Without the distractions of such head-on fights, Chavez has armed himself with the ability to legislate by decree and can focus on consolidating power by clipping central bank autonomy and use redistricting to shape Venezuela's electoral map.

ART OF WAR Early in his presidency, the bombastic populist showed he could choose when to duck a fight.

When one legislator at a congressional ceremony launched into a diatribe against Chavez, the president refused to take the bait and instead sat calmly behind his vitriolic critic, flipping through Sun Tzu's ''Art of War'', one of the oldest and most famous studies of strategy.

Years later, the Chinese strategist's advice is still helping Chavez move toward a socialist state.

Humberto Njaim, a political science professor at Universidad Metropolitana in Caracas, says Chavez would have preferred to seize assets in his takeovers without negotiating but realized the international outcry would be a liability.

''He knows he's in a special situation, that this isn't Cuba in the 1960s,'' said Njaim.

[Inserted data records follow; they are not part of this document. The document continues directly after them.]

PR #1431, opened 2021-01-06
feat: responsive item grid in view and edit mode [DHIS2-10138]

jenniferarnesen:
Implements the responsive dashboard grid in View and Edit mode.
* The responsive view has a single breakpoint at 480px, at which point the dashboard will change to a single column format (view mode only - edit mode will not be available at <480px)
* We attempt to preserve the original aspect ratio of the grid items by making the assumption that the dashboard creator used a desktop with an approximately 1200px wide viewport. Thus, the height will be scaled down or up to match keep the ratio.
* Visualization items have a minimum height of about 320px
* Non visualizations will keep their original pixel height.
* padding between dashboard items increases from 10px to 16px on small screen

Refactoring:
* move `gridUtil` to modules folder (and move some functions into separate modules (smallScreen, getGridItemDomId) to reduce scope of gridUtil)
** these functions in gridUtil haven't changed: `getPrintTitlePageItemShape `, `getPageBreakItemShape `, `hasShape`, `withShape`, `getShape`, `isNonNegativeInteger`
* create separate `ViewItemGrid` and `EditItemGrid` components (used to be ItemGrid with editMode flag) since functionality and grid props very different
* start replacing `windowHeight` redux prop with the `useWindowDimensions` hook
* reduce duplication in `PrintItemGrid` and `PrintLayoutItemGrid` by breaking out a `StaticGrid` component with the common functionality


src/components/Item/VisualizationItem/Item.js
```diff
@@ -167,6 +195,13 @@ export class Item extends Component {
         )
     }
 
+    getAvailableWidth = () => {
+        const rect = document
+            .querySelector(this.itemDomElSelector)
+            ?.getBoundingClientRect()
+        return rect && rect.width - ITEM_CONTENT_PADDING * 2
```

Despite his condemnation of Washington, Chavez has built his popularity among the majority poor by spending on clinics and schools with funds from oil sales to the United States.

After beating out a botched coup and a two-month oil industry walkout in 2002, Chavez allies now control 100 per cent of the legislature and the purse strings of the nation's 85 billion dollar state oil company.

Venezuela's fractured opposition slams Chavez's efforts to concentrate power, but can do little to stop the socialist reforms because its only representation in government is limited to a handful of municipal mayors.

''This is not someone to underestimate or to simply envision as a prototypical tin-horn dictator,'' Tinker-Salas said.